- ASSIGNED TASK: Among the entries that follow, how many lines contain the string "pendingDeepLink"? Write the number alone.

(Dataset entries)

Issue #4184, opened 2025-08-19
Recipe param substitution


alexhancock:
**Describe the bug**

Recipe param substitution sometimes not working

**To Reproduce**
1. Go to https://dev-guides.sqprod.co/goose-recipes
2. Click on Open in Goose
3. Observer modal in Goose and enter values for params
4. See recipe string occasionally show with `{{ param }}` identifiers showing up. Not every time, but sometimes.

Secondarily, we should look at the editing experience of the text that shows up. Editing the text is possible, but deleting it is not. We should come up with an easy to understand set of expectations the user can have about what their options are.

alexhancock:
@zanesq we need to look into this one again. I saw it again today when testing 1.7.0

Let me know if you have any ideas or want to pair on it!

zanesq:
Closing for now. Tested this a bunch with different recipes from deeplinks and from recipe manager and seems to be working ok and replacing params in the initial prompt.

zanesq:
Re-opening, figured out how to repro :)

DOsinga:
is this fixed now? closing because I hope so :)

zanesq:
Yes I haven't seen it in latest

PR #4207, opened 2025-08-20
fix: recipe params not being replaced all the time

zanesq:
fix: recipe params not being replaced all the time

also fixed issue where the initial prompt cant be deleted

fixes https://github.com/block/goose/issues/4184

### DIFF
--- a/ui/desktop/src/components/ChatInput.tsx
+++ b/ui/desktop/src/components/ChatInput.tsx
@@ -222,6 +222,7 @@ export default function ChatInput({
         textAreaRef.current?.focus();
       }, 0);
     }
+    // we don't need hasSetRecipePromptRef in the dependency array because it is a ref that persists across renders
   }, [recipeAccepted, initialPrompt, messages.length]);
 
   // Reset the recipe prompt flag when the recipe changes or messages are added


ui/desktop/src/components/ChatInput.tsx
```diff
@@ -203,17 +203,33 @@ export default function ChatInput({
...
+    ) {
       setDisplayValue(initialPrompt);
       setValue(initialPrompt);
+      hasSetRecipePromptRef.current = true;
       setTimeout(() => {
         textAreaRef.current?.focus();
       }, 0);
     }
-  }, [recipeAccepted, initialPrompt, messages.length, displayValue]);
+  }, [recipeAccepted, initialPrompt, messages.length]);
```
alexhancock, line 226: don't we need `hasSetRecipePromptRef` in the deps here?

ui/desktop/src/utils/providerUtils.ts
```diff
@@ -61,7 +61,7 @@ There may be (but not always) some tools mentioned in the instructions which you
 `;
 
 // Helper function to substitute parameters in text
-const substituteParameters = (text: string, params: Record<string, string>): string => {
+export const substituteParameters = (text: string, params: Record<string, string>): string => {
```
alexhancock, line 64: nice deduping!

ui/desktop/src/components/ChatInput.tsx
zanesq: no its not needed because its a ref object so it doesn't change only the `.current` property changes but changes to `.current` in refs don't trigger re-renders anyway. I added a comment for futuredev

PR #4213, opened 2025-08-20
Add Nix flake for reproducible builds

AnthonyRonning:
This PR adds Nix flake support for reproducible builds of the Goose CLI. The flake provides a consistent build environment across different systems and makes it easy for Nix users to build, develop, and run Goose.

  What's included

  - flake.nix - Main flake configuration that:
    - Dynamically reads package metadata from Cargo.toml files (no hardcoded versions)
    - Builds the goose-cli package with all required dependencies
    - Provides a development shell with cargo tools
    - Configures tests to run with proper HOME/XDG directories
    - Supports both Linux and macOS platforms
  - flake.lock - Pinned dependencies for reproducible builds
  - .gitignore - Added result symlink exclusion

  Testing

  ✅ CLI build and execution tested on NixOS (Linux/aarch64)
  - nix build - Successfully builds the CLI binary
  - nix run - CLI runs and executes commands properly
  - Tests pass with proper environment configuration
  - Development shell (nix develop) works with cargo commands

  ⚠️  Note: Only the CLI has been tested as my NixOS environment doesn't have a desktop environment. The desktop app would need additional testing, but the flake focuses on the CLI package for now.

  Usage
```sh
  # Build the CLI
  nix build

  # Run directly
  nix run . -- --help

  # Development shell
  nix develop
  cargo build -p goose-cli
```

  Future improvements

  - Desktop app support could be added once tested
  - Additional Nix-specific documentation could be added to the main README

### DIFF
--- a/.gitignore
+++ b/.gitignore
@@ -64,3 +64,6 @@ do_not_version/
 
 # Error log artifacts from mcp replay tests
 crates/goose/tests/mcp_replays/*errors.txt
+
+# Nix build output
+result
--- a/flake.lock
+++ b/flake.lock
@@ -1,0 +1,81 @@
+{
+  "nodes": {
+    "flake-utils": {
+      "inputs": {
+        "systems": "systems"
+      },
+      "locked": {
+        "lastModified": 1731533236,
+        "narHash": "sha256-l0KFg5HjrsfsO/JpG+r7fRrqm12kzFHyUHqHCVpMMbI=",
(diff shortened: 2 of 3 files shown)


michaelneale:
I think this is fine - nix gets mentioned from time to time and from what little I know, it seems amazing and love that people start to work with it, and this doesn't change any existing builds so why not. Thank you @AnthonyRonning !

PR #4216, opened 2025-08-20
Add session to agents

DOsinga:
Add session id to everything and pass those on to the agent


ui/desktop/src/components/ChatInput.tsx
```diff
@@ -841,6 +843,13 @@ export default function ChatInput({
     }
   };
 
+  const canSubmit =
```
michaelneale, line 908: are diffs like this a side effect of things - as it doesnt' seem to have changed

DOsinga: I probably shouldn't have but I saw that this const was the same for the two ways to submit so extracted it

michaelneale:
I think right direction - assuming session id == a new agent, ie open a session, get an agent created and assigned. This is the same as CLI effectively, but without it being at the electron window level (which was also the same effectively as the cli). 

I assume would be some old code to cleanout like `get_state` in goose-server (agent.rs) and the general state.rs in the goose-server crate as well?

DOsinga:
> I think right direction - assuming session id == a new agent, ie open a session, get an agent created and assigned. This is the same as CLI effectively, but without it being at the electron window level (which was also the same effectively as the cli).
> 
> I assume would be some old code to cleanout like `get_state` in goose-server (agent.rs) and the general state.rs in the goose-server crate as well?

yeah that bit is still being worked on. new agent -> goosed gives you a session id and that's what you pass around for state, almost nothing else. continue on session, same but you don't need to create it

crates/goose-server/src/routes/agent.rs
```diff
@@ -42,23 +55,144 @@ pub struct AddSubRecipesResponse {
...
+    Json(payload): Json<StartAgentRequest>,
+) -> Result<Json<StartAgentResponse>, (StatusCode, Json<ErrorResponse>)> {
+    verify_secret_key(&headers, &state).map_err(|_| {
+        (
+            StatusCode::UNAUTHORIZED,
+            Json(ErrorResponse {
+                error: "Unauthorized - Invalid or missing API key".to_string(),
+            }),
+        )
+    })?;
```
jamadeo: do we use verify_secret_key on all handlers? we should use [middleware](https://docs.rs/axum/latest/axum/middleware/index.html) for that if we can

crates/goose-server/src/routes/agent.rs
```diff
@@ -42,23 +55,144 @@ pub struct AddSubRecipesResponse {
...
+
+    let session_id = session::generate_session_id();
+    let counter = state.session_counter.fetch_add(1, Ordering::SeqCst) + 1;
+
+    let metadata = SessionMetadata {
```
jamadeo, line 128: does SessionMetadata::new() not do what we want?

crates/goose-server/src/routes/agent.rs
```diff
@@ -1,26 +1,37 @@
...
 use serde::{Deserialize, Serialize};
+use std::path::PathBuf;
+use std::sync::atomic::Ordering;
 use std::sync::Arc;
+use tracing::error;
 
 #[derive(Deserialize, utoipa::ToSchema)]
 pub struct ExtendPromptRequest {
     extension: String,
+    #[allow(dead_code)]
```
jamadeo, line 32: do you get lint warnings if these attributes are removed? I thought it wouldn't warn because the structs are `pub`

jamadeo (commented):
I should probably keep reading the code but how does this work with backwards compatibility? if I want to resume a session from before this change

crates/goose-server/src/routes/agent.rs
DOsinga: we do not use it on all handlers, but we might as well. the client should always send this over

crates/goose-server/src/routes/agent.rs
DOsinga: I did get a warning, yeah, not sure who said. I think typescript doesn't warn you if something is public, maybe some rust thing alwasy does?

crates/goose-server/src/routes/agent.rs
DOsinga: well, I added a description with a counter to this so we can better see which session is new etc. but you are right, I should just move that to the new method

jamadeo (approved):

crates/goose-server/src/routes/agent.rs
```diff
@@ -76,10 +214,7 @@ async fn add_sub_recipes(
 ) -> Result<Json<AddSubRecipesResponse>, StatusCode> {
     verify_secret_key(&headers, &state)?;
 
-    let agent = state
-        .get_agent()
-        .await
-        .map_err(|_| StatusCode::PRECONDITION_FAILED)?;
+    let agent = state.get_agent().await;
```
michaelneale, line 217: we don't need that PRECONDITION_FAILED? anymore? (not sure what we would do with it anyway)

crates/goose-server/src/routes/recipe.rs
```diff
@@ -88,16 +88,7 @@ async fn create_recipe(
         request.messages.len()
     );
 
-    let error_response = CreateRecipeResponse {
```
michaelneale, line 119: ah, so no need for all these now?

michaelneale:
ouch yeah this is a huge one, some tyre kicking and things seem to work, but there is a bit touched with recipes not really clear how to test/validate (and more than enough code to review). Some potentially nasty conflicts that need to be resolved unfortunately, but seems to work. 
This feels like almost need a code freeze to get such a x-cutting change in?

crates/goose-server/src/state.rs
```diff
@@ -2,43 +2,45 @@ use goose::agents::Agent;
...
             recipe_file_hash_map: Arc::new(Mutex::new(HashMap::new())),
+            session_counter: Arc::new(AtomicUsize::new(0)),
         })
     }
 
-    pub async fn get_agent(&self) -> Result<Arc<Agent>, anyhow::Error> {
-        self.agent
-            .clone()
-            .ok_or_else(|| anyhow::anyhow!("Agent needs to be created first."))
+    pub async fn get_agent(&self) -> AgentRef {
```
wendytang, line 32: Does AppState simply track one agent? Is the plan to refactor AppState to be able to retrieve from multiple agents `get_agent(session_id)`?

crates/goose-server/src/routes/agent.rs
```diff
@@ -42,23 +54,149 @@ pub struct AddSubRecipesResponse {
...
+    )
+)]
+async fn start_agent(
+    State(state): State<Arc<AppState>>,
+    headers: HeaderMap,
+    Json(payload): Json<StartAgentRequest>,
+) -> Result<Json<StartAgentResponse>, StatusCode> {
+    verify_secret_key(&headers, &state)?;
+
+    state.reset().await;
```
wendytang, line 123: Would expect to append the newly started agent to the state rather then resetting/overriding it?

crates/goose-server/src/state.rs
jamadeo: Yes exactly, the plan following this change is to make agent no longer a singleton in goose-server.

crates/goose-server/src/routes/recipe.rs
jamadeo: yeah, Agent is no longer an Option<> on AppState, so these errors are gone

jamadeo:
> ouch yeah this is a huge one, some tyre kicking and things seem to work, but there is a bit touched with recipes not really clear how to test/validate (and more than enough code to review). Some potentially nasty conflicts that need to be resolved unfortunately, but seems to work. This feels like almost need a code freeze to get such a x-cutting change in?

Yeah it's got a broad surface area, but it's a necessary step to get to a point where we can have one backend serving multiple sessions for e.g. tabbed conversations in the UI. It also does a bit more in that it moves some recipe handling to the backend when it previously was all in the UI.

PR #4226, opened 2025-08-20
Remove unused game

DOsinga:
Some easter egg that is no longer reachable?


alexhancock (approved):
the death of whimsy, but I am good with it!

DOsinga:
> the death of whimsy, but I am good with it!

yeah, always said, but I'd rather remove all the codes and add the ability to vibe code games like that as a feature

PR #4228, opened 2025-08-20
Feat: Let providers configure a fast model for summarization

katzdave:


crates/goose/src/providers/base.rs
```diff
@@ -337,6 +337,32 @@ pub trait Provider: Send + Sync {
         tools: &[Tool],
     ) -> Result<(Message, ProviderUsage), ProviderError>;
 
+    /// Generate the next message using a fast/cheaper model when available
```
Kvadratni: can we maybe just have complete take a model as optional so if not provided - we use the default ?
this way we son't need to add 2 methods to every provider?

crates/goose/src/providers/openai.rs
```diff
@@ -160,6 +162,31 @@ impl OpenAiProvider {
             .await?;
         handle_response_openai_compat(response).await
     }
+
+    // Core completion logic that takes a model config
```
DOsinga: as always, no need for this type of comment

crates/goose/src/providers/base.rs
katzdave: My thought was I'd rather not leak model to provider base as it doesn't ever make sense to specify outside of this module, and I don't want someone to try setting it somewhere like summarize.rs

crates/goose/src/providers/openai.rs
```diff
@@ -160,6 +162,31 @@ impl OpenAiProvider {
...
+            .get("usage")
+            .map(get_usage)
+            .unwrap_or_else(|| {
+                tracing::debug!("Failed to get usage data");
+                Usage::default()
+            });
+        let model = get_model(&json_response);
+        emit_debug_trace(model_config, &payload, &json_response, &usage);
+        Ok((message, ProviderUsage::new(model, usage)))
+    }
```
DOsinga: this was previously existing, but now that we pass in the model, no need to fish it out of the json response

crates/goose/src/providers/openai.rs
```diff
@@ -202,21 +229,23 @@ impl Provider for OpenAiProvider {
...
     ) -> Result<(Message, ProviderUsage), ProviderError> {
-        let payload = create_request(&self.model, system, messages, tools, &ImageFormat::OpenAi)?;
+        // Thin wrapper that calls complete_with_model with the configured model
+        self.complete_with_model(&self.model, system, messages, tools)
+            .await
+    }
 
-        let json_response = self.post(&payload).await?;
+    async fn complete_fast(
+        &self,
```
DOsinga: this should be on provider, not on openai; any provider that has a fast_model should automatically use it.

crates/goose/src/providers/openai.rs
```diff
@@ -202,21 +229,23 @@ impl Provider for OpenAiProvider {
         messages: &[Message],
         tools: &[Tool],
     ) -> Result<(Message, ProviderUsage), ProviderError> {
-        let payload = create_request(&self.model, system, messages, tools, &ImageFormat::OpenAi)?;
+        // Thin wrapper that calls complete_with_model with the configured model
```
DOsinga: huh?

crates/goose/src/providers/openai.rs
```diff
@@ -202,21 +229,23 @@ impl Provider for OpenAiProvider {
...
-        let json_response = self.post(&payload).await?;
+    async fn complete_fast(
+        &self,
+        system: &str,
+        messages: &[Message],
+        tools: &[Tool],
+    ) -> Result<(Message, ProviderUsage), ProviderError> {
+        // Use the fast model (gpt-4o-mini) for fast completions
+        let mut fast_config = self.model.clone();
+        fast_config.model_name = OPEN_AI_FAST_MODEL.to_string();
```
DOsinga: make this a method on config - config.for_fast_model() should return a copy of itself with the model_name swapped out for the smart model if that is available

DOsinga (approved):

crates/goose/src/providers/anthropic.rs
```diff
@@ -71,7 +74,13 @@ impl AnthropicProvider {
         })
     }
 
-    pub fn from_custom_config(model: ModelConfig, config: CustomProviderConfig) -> Result<Self> {
+    pub fn from_custom_config(
+        mut model: ModelConfig,
+        config: CustomProviderConfig,
+    ) -> Result<Self> {
+        // Set the default fast model for Anthropic
+        model.fast_model = Some("claude-3-5-haiku-latest".to_string());
```
DOsinga: you don't want to do this - custom_config means it is a provider that speaks anthropic but isn't. they will not have this model

crates/goose/src/providers/anthropic.rs
```diff
@@ -49,7 +49,10 @@ pub struct AnthropicProvider {
 impl_provider_default!(AnthropicProvider);
 
 impl AnthropicProvider {
-    pub fn from_env(model: ModelConfig) -> Result<Self> {
+    pub fn from_env(mut model: ModelConfig) -> Result<Self> {
+        // Set the default fast model for Anthropic
+        model.fast_model = Some("claude-3-5-haiku-latest".to_string());
```
DOsinga: make that into a constant on top - ideally we'd do this in a more elegant way, but let's do that later.  don't make this mutable though, but have something like model = model.with_fast(CONSTANT) - possibly also check whether that is already set and don't overwrite it

crates/goose/src/providers/base.rs
```diff
@@ -317,6 +317,29 @@ pub trait Provider: Send + Sync {
...
+    /// * `system` - The system prompt that guides the model's behavior
+    /// * `messages` - The conversation history as a sequence of messages
+    /// * `tools` - Optional list of tools the model can use
+    ///
+    /// # Returns
+    /// A tuple containing the model's response message and provider usage statistics
+    ///
+    /// # Errors
+    /// ProviderError
+    ///   - It's important to raise ContextLengthExceeded correctly since agent handles it
```
DOsinga: what are these comments? they repeat the existing comments which are now out of date demonstrating why we shouldn't have them in the first place

crates/goose/src/providers/base.rs
```diff
@@ -317,6 +317,29 @@ pub trait Provider: Send + Sync {
...
+    async fn complete_with_model(
+        &self,
+        model: &str,
```
DOsinga: this should be modelConfig, not model. if you pass a string but then you need model config, you're going to create one yourself

crates/goose/src/providers/bedrock.rs
```diff
@@ -152,11 +152,12 @@ impl Provider for BedrockProvider {
...
 
     #[tracing::instrument(
-        skip(self, system, messages, tools),
+        skip(self, _model, system, messages, tools),
         fields(model_config, input, output, input_tokens, output_tokens, total_tokens)
     )]
-    async fn complete(
+    async fn complete_with_model(
         &self,
+        _model: &str,
```
DOsinga: now we are lying

crates/goose/src/providers/anthropic.rs
katzdave: done + applied to openAI/google

crates/goose/src/providers/anthropic.rs
katzdave: ack. Done + applied to openAI/google.

crates/goose/src/providers/base.rs
katzdave: done

crates/goose/src/providers/base.rs
katzdave: Done

crates/goose/src/providers/bedrock.rs
katzdave: Done.

crates/goose/src/providers/openai.rs
katzdave: done

crates/goose/src/providers/openai.rs
katzdave: Got rid of it, but confused by this one since we already had the model name from before the request?

PR #4230, opened 2025-08-20
[Feature][i18n] Add Brazilian Portuguese localization support (Issue …

sachinschitre:
…#2376)

   - Integrated go-i18n for message translation
   - Added PT-BR JSON files for sample messages
   - Support for --lang flag to select locale
   - Includes unit tests verifying localization


DOsinga:
hi - this seems to be about temporal only. can you do the localization there instead? closing for now, but thanks!

Issue #4118, opened 2025-08-15
Recipes with extensions take a long time to load


zanesq:
**Describe the bug**

Loading a recipe with extensions shows home but hangs there while it loads the recipe extensions.

We should show a "loading extensions" screen and also look into speeding up loading extensions on the backend.

**To Reproduce**
1. Load a recipe deeplink that has extensions
2. See app launch with home/hub while it loads
3. Wait a long time
4. Shows recipe in chat page

**Expected behavior**
It should load faster if extensions also it should indicate its processing/loading the recipe.

zanesq:
Tagging @michaelneale in case any insight into speeding up loading extensions in the backend?

patelkhushal18:
Thanks for creating the issue, also wanted to mention that the recipe was loading faster in older versions of goose (version prior to July 20th)

michaelneale:
@patelkhushal18 @zanesq do you have any example recipes I can try this with? (not familiar with this form of recipes of late, have not kept up!) that can try and profile why it is slow (@zanesq also it should be faster as parallel loading, but there were other startup changes). 

@lifeizhou-ap may have some ideas or things to try too?

patelkhushal18:
Hi @michaelneale , I think this was caused by me not adding `args` to the snowflake extension in my recipe. I was missing `args: ['mcp_snowflake@latest'],` in my recipe, it works with this:
```
  extensions: [
    {
      name: 'snowflake',
      args: ['mcp_snowflake@latest'],
      bundled: true,
      cmd: 'uvx',
      description: 'Integration to query Snowflake data',
      timeout: 2000,
      type: 'stdio',
      tables: [...],
    },
```

When I don't have the `args` in the latest goose version, goose window opens up but the recipe is never loaded

michaelneale:
ah ok - so that may have bveen a different one, I will have a play around and see what I can find, thanks!

michaelneale:
this may be helped by: https://github.com/block/goose/pull/4234

michaelneale:
I am a bit lost as to how to make a deeplink recipe with extensions - not sure of the official way (I can hack base64 but surely this isn't what everyone does). Anyone have a link to share @patelkhushal18 ? would love to load your one to see how it performs but I can't follow how to make one correctly for a deeplink or desktop

michaelneale:
@zanesq can't reproduce - but not really sure what a recipe with extensions looks like in desktop (unable to get one working in any case).

michaelneale:
[...]

PR #4234, opened 2025-08-21
Start extensions concurrently 

jamadeo:
Removes the mutex around the extension manager, letting us actually start them concurrently. Also adds some output in the CLI.

Since #4054 we are enabling them concurrently from the frontend, but we still had the lock around the manager itself, so the speedup was limited by this.

https://github.com/user-attachments/assets/dc6cef3f-3f8c-477a-a671-fb7ba0c34090


zanesq:
nice good catch!

michaelneale:
surely this will help https://github.com/block/goose/issues/4118 a lot

michaelneale (approved):
woah, if I tested correctly this is night and day, and make things work nicely, lovely @jamadeo

PR #4240, opened 2025-08-21
doc: uvx not npx

michaelneale:
blender was configured to use npx, but it is a python mcp!


blackgirlbytes (approved):
thank you for catching that!

PR #4249, opened 2025-08-21
chore: removing little-used session sharing feature

alexhancock:
Discussed this recently as a group. This feature is very little used and seemingly almost entirely unused in OSS circles. Removing this implementation, and may replace soon with a simple implementation that can share a `.jsonl` file via system share menu.


ui/desktop/src/main.ts
```diff
@@ -298,7 +298,7 @@ async function processProtocolUrl(parsedUrl: URL, window: BrowserWindow) {
   if (parsedUrl.hostname === 'extension') {
     window.webContents.send('add-extension', pendingDeepLink);
   } else if (parsedUrl.hostname === 'sessions') {
-    window.webContents.send('open-shared-session', pendingDeepLink);
+    // Shared session functionality has been removed
```
jamadeo: can remove condition completely here and below

ui/desktop/src/App.tsx
```diff
@@ -321,44 +318,11 @@ const WelcomeRoute = () => {
...
-            console.error('Failed to retry loading shared session:', error);
-          } finally {
-            setIsLoadingSharedSession(false);
-          }
-        }
-      }}
-    />
+    <div className="flex justify-center items-center py-12">
+      <div className="text-text-muted">Shared session functionality has been removed</div>
+    </div>
```
jamadeo: Do we need this?

ui/desktop/src/App.tsx
```diff
@@ -1016,11 +937,7 @@ export default function App() {
                   path="shared-session"
                   element={
                     <ProviderGuard>
-                      <SharedSessionRouteWrapper
-                        isLoadingSharedSession={isLoadingSharedSession}
-                        setIsLoadingSharedSession={setIsLoadingSharedSession}
-                        sharedSessionError={sharedSessionError}
-                      />
+                      <SharedSessionRouteWrapper />
```
jamadeo: I think the whole route can go?

ui/desktop/src/App.tsx
alexhancock: Nope! Just had missed it

PR #4250, opened 2025-08-21
Add X-Title and referer headers on exchange to tetrate

johnlanda:
Adds headers which TARS can use to identify goose clients during the PKCE flow


michaelneale (approved):
nice, ready to go when you are

PR #4857, opened 2025-09-26
rough sandbox test

tlongwell-block:


DOsinga (commented):
sounds interesting. what makes it a sandbox? could we integrate this with the normal file reader?

tlongwell-block:
> sounds interesting. what makes it a sandbox? could we integrate this with the normal file reader?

- ANSWER FOR THE TASK: 2